Across the listing below, how many lines contain the string "sure"? Only the number is needed.

▽

PR #436, opened 2022-12-14
Maximum Layout Filling Fraction

HGSilveri:
This PR changes slightly how a register can be defined from a layout by the introducing the **maximum layout filling fraction** of a device.

Before:
- The maximum filling fraction was implicitly assumed to be 50% -> the layout knows the maximum amount of atoms it can hold
    - When defining a register on a layout, it checked right away if the number of atoms did not go over 0.5 * `number_of_traps`
    - When validated against a Device, a layout could have a maximum of (2 * `max_atom_num`) traps
    
Now:
- The maximum filling fraction is determined by the device -> the layout no longer knows the maximum amount of atoms it can hold
    - When defining a register on a layout, it only checks  if the number of atoms does not go over the `number_of_traps`
    - When validated against a Device, there is no longer a limit on the number of traps it can hold (though there is an implicit upper bound from enforcing `max_radial_distance` and `min_atom_distance`)
- When validating a register created from a layout against a device, we check that the (number of atoms <= number of traps in the layout* max_layout_filling)

### DIFF
--- a/pulser-core/pulser/register/register_layout.py
+++ b/pulser-core/pulser/register/register_layout.py
@@ -171,7 +171,7 @@ class RegisterLayout(RegDrawer):
             raise ValueError("Every 'trap_id' must be a unique integer.")
 
         if not trap_ids_set.issubset(self.traps_dict):
-            # This check makes it redudant to check  # qubits <= # traps
+            # This check makes it redundant to check # qubits <= # traps
             raise ValueError(
                 "All 'trap_ids' must correspond to the ID of a trap."
             )
--- a/pulser-core/pulser/register/register_layout.py
+++ b/pulser-core/pulser/register/register_layout.py
@@ -171,6 +171,7 @@ class RegisterLayout(RegDrawer):
             raise ValueError("Every 'trap_id' must be a unique integer.")
 
         if not trap_ids_set.issubset(self.traps_dict):
+            # This check makes it redudant to check  # qubits <= # traps
             raise ValueError(
                 "All 'trap_ids' must correspond to the ID of a trap."
             )
@@ -186,11 +187,6 @@ class RegisterLayout(RegDrawer):
                     f"provided 'trap_ids' ({len(trap_ids)})."
                 )
 
-        if len(trap_ids) > self.number_of_traps:
-            raise ValueError(
-                "The number of required traps is greater than the number "
-                f"of traps in this layout ({self.number_of_traps})."
-            )
         ids = (
             qubit_ids if qubit_ids else [f"q{i}" for i in range(len(trap_ids))]
         )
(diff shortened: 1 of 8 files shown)


pulser-core/pulser/register/register_layout.py
```diff
@@ -162,6 +171,7 @@ def define_register(
             raise ValueError("Every 'trap_id' must be a unique integer.")
 
         if not trap_ids_set.issubset(self.traps_dict):
+            # This check makes it redudant to check  # qubits <= # traps
```
CdeTerra, line 174: "redundant"

CdeTerra:
Looks good to me!

The only thing I'm not sure to understand is the following statement:
‶When validated against a Device, there is no longer a limit on the number of traps it can hold″
- Do you mean when the register is validated against a device? In this case, there are all the needed information to perform the full check, and that's what the review actually does, where `validate_register` is calling `validate_layout_filling`.
- Or do you mean when the layout is validated against a device? I don't see where this happens, but, if it did, it would be possible to limit the size of the layout with respect to `max_layout_filling`.

CdeTerra (approved):

HGSilveri:
> The only thing I'm not sure to understand is the following statement: ‶When validated against a Device, there is no longer a limit on the number of traps it can hold″
> 
> * Do you mean when the register is validated against a device? In this case, there are all the needed information to perform the full check, and that's what the review actually does, where `validate_register` is calling `validate_layout_filling`.
> * Or do you mean when the layout is validated against a device? I don't see where this happens, but, if it did, it would be possible to limit the size of the layout with respect to `max_layout_filling`.

I meant the layout. It used to be enforced that the layout had at most `2 * max_atom_num` traps, but this was unnecessarily restrictive. We could do the same with the layout filling, but this is actually not a limitation in real life so there's no reason to enforce it.

CdeTerra:
> I meant the layout. It used to be enforced that the layout had at most `2 * max_atom_num` traps, but this was unnecessarily restrictive. We could do the same with the layout filling, but this is actually not a limitation in real life so there's no reason to enforce it.
Okay, I think I understand: the layout can be arbitrarily large, but if it more traps than `max_layout_filling * max_atom_num`, then, a lower value than `max_layout_filling` will apply when filling in the atoms. Do you confirm?

HGSilveri:
> Okay, I think I understand: the layout can be arbitrarily large, but if it more traps than `max_layout_filling * max_atom_num`, then, a lower value than `max_layout_filling` will apply when filling in the atoms. Do you confirm?

Yes, if there are more traps than `max_atom_num / max_layout_filling`. Put in another way: a register made from a layout can have at most  `min(max_atom_num, max_layout_filling * number_of_traps)` atoms.

PR #437, opened 2022-12-15
Adding the device abstract representation + serialization updates

### LINKED ISSUE #430: Update the Abstract Representation JSON Schema, the serializer and the deserializer
Following all the features added since the last release, it is necessary to update the JSON schema, the serializer and the deserializer to include them before the next minor release.

- [x] Device serialization and deserialization
- [x] EOM operations
- [x] `Device.max_filling_fraction` parameter

HGSilveri:
Closes #430


pulser-core/pulser/json/abstract_repr/deserializer.py
```diff
@@ -218,6 +233,83 @@ def _deserialize_operation(seq: Sequence, op: dict, vars: dict) -> None:
...
+    for param in dataclasses.fields(channel_cls):
+        if param.init and param.name != "eom_config":
+            params[param.name] = obj[param.name]
+    return channel_cls(**params)
+
+
+def _deserialize_layout(layout_obj: dict[str, Any]) -> RegisterLayout:
+    return RegisterLayout(
+        layout_obj["coordinates"],
+        slug=layout_obj["slug"] if "slug" in layout_obj else None,
```
bejito, line 290: nit: you could use 
```python
layout_obj.get("glug")
```

pulser-core/pulser/json/abstract_repr/deserializer.py
```diff
@@ -218,6 +233,83 @@ def _deserialize_operation(seq: Sequence, op: dict, vars: dict) -> None:
...
+    )
+
+
+def _deserialize_device_object(obj: dict[str, Any]) -> Device | VirtualDevice:
+    device_cls: Type[Device] | Type[VirtualDevice] = (
```
bejito, line 295: nit: I don't understand why you need to specify `Type[Device] | Type[VirtualDevice]` here since you just assign one of the two values just afterwards ?

pulser-core/pulser/json/abstract_repr/deserializer.py
```diff
@@ -218,6 +233,83 @@ def _deserialize_operation(seq: Sequence, op: dict, vars: dict) -> None:
...
+        VirtualDevice if obj["is_virtual"] else Device
+    )
+    _channels = tuple(
+        (ch["id"], _deserialize_channel(ch)) for ch in obj["channels"]
+    )
+    params: dict[str, Any] = {"_channels": _channels}
+    for param in dataclasses.fields(device_cls):
+        if not param.init or param.name == "_channels":
```
bejito, line 303: What is param.init ?

pulser-core/pulser/json/abstract_repr/schemas/sequence-schema.json
```diff
@@ -445,6 +442,100 @@
...
+        "op",
+        "channel",
+        "duration",
+        "phase",
+        "post_phase_shift",
+        "protocol"
+      ],
+      "type": "object"
+    },
+    "OpEnableEOM": {
```
bejito, line 506: So in order to use the EOM, one has to
1. enable the EOM
2. Create EOMPulse operations
3. Disable the EOM.
Is there a reason we don't automatically enable/disable it on behalf of the user instead of an explicit switch ?

bejito (approved):
Minor questions, otherwise LGTM

pulser-core/pulser/json/abstract_repr/deserializer.py
HGSilveri: Will do, thanks for reminding me of this!

pulser-core/pulser/json/abstract_repr/deserializer.py
HGSilveri: It's because `mypy` doesn't execute the code, so it doesn't know which type `device_cls`. When static type checking, it has to check that either option works, hence the union. Does that make sense?

pulser-core/pulser/json/abstract_repr/deserializer.py
HGSilveri: It's an attribute of a dataclass field. Basically, it's a bool that specifies whether the field is in the `__init__` signature or not.

pulser-core/pulser/json/abstract_repr/schemas/sequence-schema.json
HGSilveri: Enabling and disabling will automatically add a buffer time necessary to switch in and out of the EOM mode, so we leave it to the user to decide when they're done adding EOM pulses. Plus, all EOM pulses share the parameters specified upon enabling the EOM mode (ie the amplitude and detuning), so it's useful that they are specified at a single point rather than on each pulse.

pulser-core/pulser/json/abstract_repr/deserializer.py
bejito: Yes totally, thanks

pulser-core/pulser/json/abstract_repr/deserializer.py
bejito: Aren't all fields of a dataclass in the __init__ ?

pulser-core/pulser/json/abstract_repr/schemas/sequence-schema.json
bejito: Ok makes sense, thanks

pulser-core/pulser/json/abstract_repr/deserializer.py
HGSilveri: By default yes, but you can choose otherwise. Take for example [`BaseDevice.reusable_channels`](https://github.com/pasqal-io/Pulser/blob/654a1d40ac8d1f7734ee50c619686a05e1a7e146/pulser-core/pulser/devices/_device_datacls.py#L80) - it is explicitly not in the init and always False in a subclass that does not specify otherwise (like `Device`). On `VirtualDevice`, it is in the `__init__` because we can actually choose it to be `True` or `False`.

PR #406, opened 2022-10-17
added QUBO tutorial

cdalyac:
Added the QUBO tutorial

PR #438, opened 2022-12-20
Fix UT bug creating wrong numpy array

CdeTerra:
Fixes the following UT in *test_register_layout.py* which is newly failing:

```python
def test_creation(layout, layout3d):
    with pytest.raises(
        ValueError, match="must be an array or list of coordinates"
    ):
RegisterLayout([[0, 0, 0], [1, 1], [1, 0], [0, 1]])
```

This has happened on trying to merge #406 on the job https://github.com/pasqal-io/Pulser/actions/runs/3741008851/jobs/6350057707, only on Python 3.11.1, which may have changed the behavior of creating numpy arrays with inconsistent list sizes.


HGSilveri (approved):
LGTM, thanks for the fix!

PR #442, opened 2022-12-27
Documentation updates

HGSilveri:
- Replaces the UD-MIS with the QUBO tutorial
- Replaces broken animation link with file
- Extends device classes documentation to include members inherited from `BaseDevice`


HGSilveri:
@cdalyac Are there any changes you are not happy with?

△

- **Your response**:
2